→ **RECORDS PROVIDED**
----
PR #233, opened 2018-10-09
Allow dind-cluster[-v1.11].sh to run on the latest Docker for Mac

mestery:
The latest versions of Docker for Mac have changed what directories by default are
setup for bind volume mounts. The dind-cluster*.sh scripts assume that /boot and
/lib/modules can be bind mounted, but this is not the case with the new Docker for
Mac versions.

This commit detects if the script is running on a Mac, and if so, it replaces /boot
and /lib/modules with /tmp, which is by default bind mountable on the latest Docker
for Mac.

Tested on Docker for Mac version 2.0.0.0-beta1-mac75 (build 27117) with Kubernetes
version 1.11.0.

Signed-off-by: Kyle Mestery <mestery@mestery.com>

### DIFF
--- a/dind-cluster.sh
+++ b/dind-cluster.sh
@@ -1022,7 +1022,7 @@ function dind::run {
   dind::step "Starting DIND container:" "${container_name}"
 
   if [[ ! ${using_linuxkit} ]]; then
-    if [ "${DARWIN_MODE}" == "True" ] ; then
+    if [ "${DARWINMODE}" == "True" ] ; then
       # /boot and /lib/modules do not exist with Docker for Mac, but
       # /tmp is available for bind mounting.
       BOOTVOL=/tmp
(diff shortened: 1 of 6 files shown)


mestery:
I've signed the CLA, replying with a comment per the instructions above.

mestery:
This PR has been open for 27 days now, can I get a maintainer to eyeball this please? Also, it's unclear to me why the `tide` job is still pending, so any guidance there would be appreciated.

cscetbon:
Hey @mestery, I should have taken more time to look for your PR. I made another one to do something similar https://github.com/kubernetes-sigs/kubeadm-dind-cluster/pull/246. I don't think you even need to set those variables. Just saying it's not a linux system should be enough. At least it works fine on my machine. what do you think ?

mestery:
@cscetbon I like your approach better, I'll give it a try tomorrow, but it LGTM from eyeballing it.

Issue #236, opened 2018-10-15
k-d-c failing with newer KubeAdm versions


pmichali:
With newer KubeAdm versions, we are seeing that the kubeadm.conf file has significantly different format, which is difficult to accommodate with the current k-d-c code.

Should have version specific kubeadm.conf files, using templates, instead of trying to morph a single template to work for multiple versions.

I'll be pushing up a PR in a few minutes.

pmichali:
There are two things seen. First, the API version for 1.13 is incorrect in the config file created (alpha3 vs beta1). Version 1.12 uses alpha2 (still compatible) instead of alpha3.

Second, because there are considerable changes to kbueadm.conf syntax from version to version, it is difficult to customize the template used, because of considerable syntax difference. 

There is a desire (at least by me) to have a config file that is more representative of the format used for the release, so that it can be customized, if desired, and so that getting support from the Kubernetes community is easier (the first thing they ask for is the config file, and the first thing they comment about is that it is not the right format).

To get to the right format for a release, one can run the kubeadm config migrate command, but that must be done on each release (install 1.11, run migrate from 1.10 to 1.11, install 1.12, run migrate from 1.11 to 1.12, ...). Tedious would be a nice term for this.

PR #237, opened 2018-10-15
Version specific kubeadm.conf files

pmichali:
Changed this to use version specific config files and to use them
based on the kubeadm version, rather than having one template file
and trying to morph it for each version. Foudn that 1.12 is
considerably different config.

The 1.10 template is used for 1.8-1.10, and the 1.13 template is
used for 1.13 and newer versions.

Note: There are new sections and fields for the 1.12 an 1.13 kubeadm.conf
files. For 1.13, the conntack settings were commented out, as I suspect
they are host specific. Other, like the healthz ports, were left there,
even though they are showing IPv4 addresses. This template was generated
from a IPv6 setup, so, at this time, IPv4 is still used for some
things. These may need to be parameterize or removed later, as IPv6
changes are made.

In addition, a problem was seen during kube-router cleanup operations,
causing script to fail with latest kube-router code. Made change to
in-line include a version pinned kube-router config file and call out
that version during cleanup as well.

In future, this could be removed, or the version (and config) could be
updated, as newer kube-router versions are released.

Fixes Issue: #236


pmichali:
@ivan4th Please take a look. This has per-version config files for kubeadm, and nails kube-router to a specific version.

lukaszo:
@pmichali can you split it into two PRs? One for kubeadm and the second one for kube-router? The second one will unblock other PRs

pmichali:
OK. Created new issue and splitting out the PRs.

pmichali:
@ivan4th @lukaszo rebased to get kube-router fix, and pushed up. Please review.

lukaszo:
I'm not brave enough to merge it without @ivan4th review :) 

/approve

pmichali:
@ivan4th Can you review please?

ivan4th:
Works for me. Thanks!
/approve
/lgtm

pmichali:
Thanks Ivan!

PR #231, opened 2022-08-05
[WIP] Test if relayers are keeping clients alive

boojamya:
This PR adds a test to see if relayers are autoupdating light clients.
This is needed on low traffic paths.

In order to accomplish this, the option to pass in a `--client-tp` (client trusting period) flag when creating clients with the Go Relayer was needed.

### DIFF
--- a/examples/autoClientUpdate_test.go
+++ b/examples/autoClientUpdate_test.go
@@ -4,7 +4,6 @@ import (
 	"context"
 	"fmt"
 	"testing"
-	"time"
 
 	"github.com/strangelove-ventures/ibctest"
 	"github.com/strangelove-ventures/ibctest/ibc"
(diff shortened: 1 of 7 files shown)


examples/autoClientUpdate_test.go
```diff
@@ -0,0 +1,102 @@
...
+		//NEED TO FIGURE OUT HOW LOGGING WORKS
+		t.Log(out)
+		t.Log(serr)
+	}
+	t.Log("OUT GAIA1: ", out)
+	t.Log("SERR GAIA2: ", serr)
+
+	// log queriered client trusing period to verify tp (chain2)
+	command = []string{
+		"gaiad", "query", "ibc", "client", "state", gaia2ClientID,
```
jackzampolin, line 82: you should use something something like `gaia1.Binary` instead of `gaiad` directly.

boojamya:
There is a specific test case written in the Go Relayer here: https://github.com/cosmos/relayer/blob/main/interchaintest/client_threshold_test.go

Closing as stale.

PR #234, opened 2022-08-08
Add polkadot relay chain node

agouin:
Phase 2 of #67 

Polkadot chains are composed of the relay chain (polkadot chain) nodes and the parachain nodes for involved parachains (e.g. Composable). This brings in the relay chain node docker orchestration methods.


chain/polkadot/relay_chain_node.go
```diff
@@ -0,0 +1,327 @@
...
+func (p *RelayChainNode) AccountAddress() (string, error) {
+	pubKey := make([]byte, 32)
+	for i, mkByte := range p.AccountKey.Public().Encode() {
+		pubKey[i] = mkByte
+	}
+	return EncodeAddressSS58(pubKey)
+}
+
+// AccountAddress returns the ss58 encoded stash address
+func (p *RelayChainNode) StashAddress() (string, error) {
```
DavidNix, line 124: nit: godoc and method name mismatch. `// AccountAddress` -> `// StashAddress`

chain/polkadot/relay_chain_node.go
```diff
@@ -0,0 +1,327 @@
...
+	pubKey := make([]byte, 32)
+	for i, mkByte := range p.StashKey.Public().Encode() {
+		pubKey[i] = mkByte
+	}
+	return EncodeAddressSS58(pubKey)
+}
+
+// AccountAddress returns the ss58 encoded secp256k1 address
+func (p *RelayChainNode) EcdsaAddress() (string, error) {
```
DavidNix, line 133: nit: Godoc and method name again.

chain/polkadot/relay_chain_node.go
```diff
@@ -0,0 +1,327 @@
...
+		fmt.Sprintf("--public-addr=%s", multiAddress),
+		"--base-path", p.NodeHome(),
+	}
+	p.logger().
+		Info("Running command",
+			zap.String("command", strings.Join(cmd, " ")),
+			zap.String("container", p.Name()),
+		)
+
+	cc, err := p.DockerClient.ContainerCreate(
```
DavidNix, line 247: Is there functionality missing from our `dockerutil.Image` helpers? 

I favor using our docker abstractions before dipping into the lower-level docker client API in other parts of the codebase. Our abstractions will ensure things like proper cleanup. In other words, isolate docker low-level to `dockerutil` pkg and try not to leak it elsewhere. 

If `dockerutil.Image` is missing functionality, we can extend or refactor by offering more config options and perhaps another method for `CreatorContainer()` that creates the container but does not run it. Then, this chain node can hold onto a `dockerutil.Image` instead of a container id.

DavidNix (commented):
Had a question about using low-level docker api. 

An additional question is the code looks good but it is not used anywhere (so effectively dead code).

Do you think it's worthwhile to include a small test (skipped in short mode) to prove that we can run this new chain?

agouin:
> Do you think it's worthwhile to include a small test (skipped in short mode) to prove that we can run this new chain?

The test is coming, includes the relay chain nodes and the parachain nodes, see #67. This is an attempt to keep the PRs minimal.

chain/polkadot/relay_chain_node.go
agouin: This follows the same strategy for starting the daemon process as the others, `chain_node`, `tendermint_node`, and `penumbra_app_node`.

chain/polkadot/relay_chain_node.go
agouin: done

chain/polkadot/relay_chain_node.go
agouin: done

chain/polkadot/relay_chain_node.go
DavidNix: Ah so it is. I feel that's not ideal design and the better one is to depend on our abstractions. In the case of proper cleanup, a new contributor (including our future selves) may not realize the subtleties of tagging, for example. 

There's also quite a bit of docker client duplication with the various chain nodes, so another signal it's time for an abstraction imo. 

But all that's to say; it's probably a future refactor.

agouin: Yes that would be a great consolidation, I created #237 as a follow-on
----
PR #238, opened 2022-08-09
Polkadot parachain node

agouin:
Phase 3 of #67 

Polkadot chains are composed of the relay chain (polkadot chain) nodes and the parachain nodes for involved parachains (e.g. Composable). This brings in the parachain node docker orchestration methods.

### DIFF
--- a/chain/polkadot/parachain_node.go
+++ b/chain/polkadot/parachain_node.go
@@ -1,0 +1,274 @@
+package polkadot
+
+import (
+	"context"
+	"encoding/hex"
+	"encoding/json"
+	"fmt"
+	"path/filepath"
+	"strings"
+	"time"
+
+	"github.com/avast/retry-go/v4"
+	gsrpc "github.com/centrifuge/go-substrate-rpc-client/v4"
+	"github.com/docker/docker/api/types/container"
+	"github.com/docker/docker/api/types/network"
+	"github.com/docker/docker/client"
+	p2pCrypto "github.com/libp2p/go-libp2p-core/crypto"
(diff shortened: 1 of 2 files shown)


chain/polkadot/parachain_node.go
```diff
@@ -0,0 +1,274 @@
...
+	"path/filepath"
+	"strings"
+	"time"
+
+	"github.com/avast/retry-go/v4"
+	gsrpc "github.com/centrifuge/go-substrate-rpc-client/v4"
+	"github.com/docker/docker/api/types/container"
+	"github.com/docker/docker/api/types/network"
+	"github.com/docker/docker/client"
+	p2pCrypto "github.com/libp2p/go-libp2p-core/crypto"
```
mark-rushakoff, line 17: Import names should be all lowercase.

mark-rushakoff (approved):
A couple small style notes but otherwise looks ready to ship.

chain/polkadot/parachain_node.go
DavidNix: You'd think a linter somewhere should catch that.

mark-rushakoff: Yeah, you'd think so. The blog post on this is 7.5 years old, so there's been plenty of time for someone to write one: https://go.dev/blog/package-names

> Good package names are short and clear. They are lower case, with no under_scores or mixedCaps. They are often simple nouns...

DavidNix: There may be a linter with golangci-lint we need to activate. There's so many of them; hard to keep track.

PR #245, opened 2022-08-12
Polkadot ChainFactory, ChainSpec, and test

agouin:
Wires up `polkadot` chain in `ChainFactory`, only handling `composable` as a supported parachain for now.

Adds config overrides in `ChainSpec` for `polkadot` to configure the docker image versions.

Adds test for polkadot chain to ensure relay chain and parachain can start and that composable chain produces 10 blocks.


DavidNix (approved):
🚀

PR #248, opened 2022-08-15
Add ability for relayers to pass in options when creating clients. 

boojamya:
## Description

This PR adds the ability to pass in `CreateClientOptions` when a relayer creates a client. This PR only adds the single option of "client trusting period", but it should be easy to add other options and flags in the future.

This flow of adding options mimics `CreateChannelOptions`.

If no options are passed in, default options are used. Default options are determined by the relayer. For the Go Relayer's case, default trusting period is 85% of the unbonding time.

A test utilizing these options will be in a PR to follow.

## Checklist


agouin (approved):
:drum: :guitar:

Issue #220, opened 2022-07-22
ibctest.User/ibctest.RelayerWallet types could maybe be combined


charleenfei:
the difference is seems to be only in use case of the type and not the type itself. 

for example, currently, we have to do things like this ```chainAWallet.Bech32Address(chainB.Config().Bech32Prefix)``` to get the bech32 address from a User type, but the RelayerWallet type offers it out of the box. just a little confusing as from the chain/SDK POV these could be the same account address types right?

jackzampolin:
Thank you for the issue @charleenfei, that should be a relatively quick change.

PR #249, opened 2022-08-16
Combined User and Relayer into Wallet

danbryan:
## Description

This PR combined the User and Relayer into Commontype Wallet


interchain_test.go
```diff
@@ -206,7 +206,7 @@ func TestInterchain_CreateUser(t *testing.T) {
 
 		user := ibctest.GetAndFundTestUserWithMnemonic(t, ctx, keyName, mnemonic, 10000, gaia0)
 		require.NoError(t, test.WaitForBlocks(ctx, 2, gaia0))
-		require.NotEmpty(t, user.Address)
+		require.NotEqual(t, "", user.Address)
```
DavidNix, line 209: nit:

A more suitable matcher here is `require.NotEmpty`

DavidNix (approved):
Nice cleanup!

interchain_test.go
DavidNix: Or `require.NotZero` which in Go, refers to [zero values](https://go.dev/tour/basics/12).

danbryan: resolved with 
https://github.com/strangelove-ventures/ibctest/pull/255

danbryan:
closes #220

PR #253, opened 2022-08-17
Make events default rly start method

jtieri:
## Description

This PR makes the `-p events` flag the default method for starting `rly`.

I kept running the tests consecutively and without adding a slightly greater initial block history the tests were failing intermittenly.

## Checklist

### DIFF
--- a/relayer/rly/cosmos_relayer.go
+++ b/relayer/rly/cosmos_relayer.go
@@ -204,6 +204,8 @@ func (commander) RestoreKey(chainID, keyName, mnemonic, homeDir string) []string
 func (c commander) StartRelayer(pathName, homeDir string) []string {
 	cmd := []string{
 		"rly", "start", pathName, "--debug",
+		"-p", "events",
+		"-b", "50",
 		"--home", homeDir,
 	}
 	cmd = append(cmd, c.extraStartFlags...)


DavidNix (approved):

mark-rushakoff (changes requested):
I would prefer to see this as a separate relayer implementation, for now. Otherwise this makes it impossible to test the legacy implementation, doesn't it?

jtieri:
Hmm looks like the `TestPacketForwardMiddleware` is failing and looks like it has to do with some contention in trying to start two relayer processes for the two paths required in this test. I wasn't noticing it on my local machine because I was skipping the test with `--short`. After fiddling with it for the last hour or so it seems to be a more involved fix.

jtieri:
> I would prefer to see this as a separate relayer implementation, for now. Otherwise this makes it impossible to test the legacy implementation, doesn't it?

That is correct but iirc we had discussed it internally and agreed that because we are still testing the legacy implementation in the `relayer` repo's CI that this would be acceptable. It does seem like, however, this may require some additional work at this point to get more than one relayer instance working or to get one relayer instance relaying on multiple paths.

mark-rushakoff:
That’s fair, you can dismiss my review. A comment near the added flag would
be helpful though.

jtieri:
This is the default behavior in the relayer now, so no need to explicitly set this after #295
----
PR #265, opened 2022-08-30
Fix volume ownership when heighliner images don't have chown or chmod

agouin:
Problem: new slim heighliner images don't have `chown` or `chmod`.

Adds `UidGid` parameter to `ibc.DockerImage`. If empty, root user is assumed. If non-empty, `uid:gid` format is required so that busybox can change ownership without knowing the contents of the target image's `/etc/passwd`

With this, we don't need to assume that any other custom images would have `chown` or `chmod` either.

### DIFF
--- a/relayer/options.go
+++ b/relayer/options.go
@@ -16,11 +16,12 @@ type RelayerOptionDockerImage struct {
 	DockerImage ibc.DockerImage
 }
----
→ **WHAT YOU WILL DO**
Starting at the line that contains "PR #233, opened 2018-10-09" and stopping after the line that contains "setup for bind", write out every line exactly as it appears above, and no other line.

→ **COMPLETED TASK**
PR #233, opened 2018-10-09
Allow dind-cluster[-v1.11].sh to run on the latest Docker for Mac

mestery:
The latest versions of Docker for Mac have changed what directories by default are
setup for bind volume mounts. The dind-cluster*.sh scripts assume that /boot and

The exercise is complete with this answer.